→ WHAT YOU NEED TO DO: Where does the word "opened" occur in the material? Copy each line that has it.

→ LISTED ENTRIES:
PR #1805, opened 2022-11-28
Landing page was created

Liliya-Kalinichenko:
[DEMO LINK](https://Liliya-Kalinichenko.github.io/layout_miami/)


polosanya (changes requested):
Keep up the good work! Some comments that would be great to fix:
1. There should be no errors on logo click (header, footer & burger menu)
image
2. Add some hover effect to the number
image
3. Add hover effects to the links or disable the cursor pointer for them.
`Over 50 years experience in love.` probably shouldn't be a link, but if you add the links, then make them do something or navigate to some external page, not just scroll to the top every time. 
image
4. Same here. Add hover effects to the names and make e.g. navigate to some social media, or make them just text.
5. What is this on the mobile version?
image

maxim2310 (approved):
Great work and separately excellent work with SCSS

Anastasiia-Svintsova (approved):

--

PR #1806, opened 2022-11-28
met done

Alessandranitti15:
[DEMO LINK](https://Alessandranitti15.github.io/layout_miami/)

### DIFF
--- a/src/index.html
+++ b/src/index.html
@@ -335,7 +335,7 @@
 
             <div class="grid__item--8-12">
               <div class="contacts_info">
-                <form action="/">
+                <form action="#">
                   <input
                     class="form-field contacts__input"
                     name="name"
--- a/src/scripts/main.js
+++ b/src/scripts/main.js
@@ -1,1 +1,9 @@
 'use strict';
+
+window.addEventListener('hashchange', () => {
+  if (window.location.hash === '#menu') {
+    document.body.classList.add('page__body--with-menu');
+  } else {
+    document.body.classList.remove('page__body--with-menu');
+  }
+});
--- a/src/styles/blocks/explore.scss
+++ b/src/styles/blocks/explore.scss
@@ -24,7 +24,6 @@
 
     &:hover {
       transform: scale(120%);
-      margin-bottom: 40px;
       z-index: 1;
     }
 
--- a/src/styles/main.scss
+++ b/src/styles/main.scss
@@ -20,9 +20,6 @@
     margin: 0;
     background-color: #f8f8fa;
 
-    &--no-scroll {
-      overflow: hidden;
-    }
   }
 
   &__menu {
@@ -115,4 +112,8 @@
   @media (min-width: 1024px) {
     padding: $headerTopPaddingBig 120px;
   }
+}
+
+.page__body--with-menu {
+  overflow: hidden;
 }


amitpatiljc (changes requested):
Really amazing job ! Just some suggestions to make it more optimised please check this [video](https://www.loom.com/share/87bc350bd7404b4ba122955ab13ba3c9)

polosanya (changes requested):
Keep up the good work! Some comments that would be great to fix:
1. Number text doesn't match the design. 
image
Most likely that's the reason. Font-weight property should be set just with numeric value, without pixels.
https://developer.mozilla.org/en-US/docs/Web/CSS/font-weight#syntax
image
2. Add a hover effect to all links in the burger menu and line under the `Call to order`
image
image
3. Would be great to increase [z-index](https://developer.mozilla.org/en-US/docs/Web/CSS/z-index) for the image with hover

* * *

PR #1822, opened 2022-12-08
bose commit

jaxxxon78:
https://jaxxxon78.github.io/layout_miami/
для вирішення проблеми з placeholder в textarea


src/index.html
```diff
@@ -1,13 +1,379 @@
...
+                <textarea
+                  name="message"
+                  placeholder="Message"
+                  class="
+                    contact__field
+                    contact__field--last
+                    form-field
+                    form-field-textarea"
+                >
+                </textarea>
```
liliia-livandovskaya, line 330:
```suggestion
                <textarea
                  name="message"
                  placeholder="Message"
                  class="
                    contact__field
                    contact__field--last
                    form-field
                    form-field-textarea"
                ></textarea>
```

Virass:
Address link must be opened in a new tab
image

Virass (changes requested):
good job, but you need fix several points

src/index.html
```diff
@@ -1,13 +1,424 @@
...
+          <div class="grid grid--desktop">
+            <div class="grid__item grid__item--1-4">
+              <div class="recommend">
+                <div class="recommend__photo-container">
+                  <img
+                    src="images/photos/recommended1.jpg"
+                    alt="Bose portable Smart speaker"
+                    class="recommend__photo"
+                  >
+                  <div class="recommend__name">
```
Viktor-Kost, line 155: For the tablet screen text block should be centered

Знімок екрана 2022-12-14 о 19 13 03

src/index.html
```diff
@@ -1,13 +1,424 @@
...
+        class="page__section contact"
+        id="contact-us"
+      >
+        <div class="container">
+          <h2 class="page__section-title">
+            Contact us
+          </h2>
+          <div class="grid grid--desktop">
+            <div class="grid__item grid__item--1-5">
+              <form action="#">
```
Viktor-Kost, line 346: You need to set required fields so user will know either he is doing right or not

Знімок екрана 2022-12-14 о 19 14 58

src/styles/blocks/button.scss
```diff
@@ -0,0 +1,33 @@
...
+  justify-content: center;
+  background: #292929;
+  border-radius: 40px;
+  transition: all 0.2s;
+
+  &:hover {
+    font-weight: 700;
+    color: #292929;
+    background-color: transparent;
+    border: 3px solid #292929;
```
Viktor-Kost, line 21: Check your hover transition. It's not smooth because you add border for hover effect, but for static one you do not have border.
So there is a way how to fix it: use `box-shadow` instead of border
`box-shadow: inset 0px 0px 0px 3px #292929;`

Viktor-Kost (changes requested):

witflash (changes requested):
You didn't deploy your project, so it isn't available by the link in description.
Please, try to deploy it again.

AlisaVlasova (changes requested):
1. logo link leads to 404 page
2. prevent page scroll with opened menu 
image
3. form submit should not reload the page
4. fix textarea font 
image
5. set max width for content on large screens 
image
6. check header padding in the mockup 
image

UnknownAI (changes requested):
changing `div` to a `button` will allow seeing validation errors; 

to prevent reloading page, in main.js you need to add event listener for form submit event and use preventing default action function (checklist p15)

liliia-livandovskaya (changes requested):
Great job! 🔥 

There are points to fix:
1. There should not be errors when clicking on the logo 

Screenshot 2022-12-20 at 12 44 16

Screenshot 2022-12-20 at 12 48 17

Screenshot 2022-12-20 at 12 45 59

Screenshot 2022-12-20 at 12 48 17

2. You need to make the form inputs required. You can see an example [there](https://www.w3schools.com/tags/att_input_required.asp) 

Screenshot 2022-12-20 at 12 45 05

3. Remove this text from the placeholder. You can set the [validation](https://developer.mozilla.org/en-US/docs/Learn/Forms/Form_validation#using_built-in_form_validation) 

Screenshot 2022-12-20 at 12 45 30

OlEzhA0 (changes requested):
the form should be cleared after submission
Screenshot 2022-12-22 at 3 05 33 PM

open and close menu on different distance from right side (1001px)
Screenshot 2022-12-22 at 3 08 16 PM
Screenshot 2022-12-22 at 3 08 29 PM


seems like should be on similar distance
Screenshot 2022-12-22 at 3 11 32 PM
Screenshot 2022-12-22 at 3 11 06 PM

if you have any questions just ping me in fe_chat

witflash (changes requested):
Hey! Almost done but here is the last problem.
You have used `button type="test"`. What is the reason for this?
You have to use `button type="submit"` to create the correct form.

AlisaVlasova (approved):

→ ANSWER BELOW:
PR #1805, opened 2022-11-28
PR #1806, opened 2022-11-28
PR #1822, opened 2022-12-08
Address link must be opened in a new tab
2. prevent page scroll with opened menu 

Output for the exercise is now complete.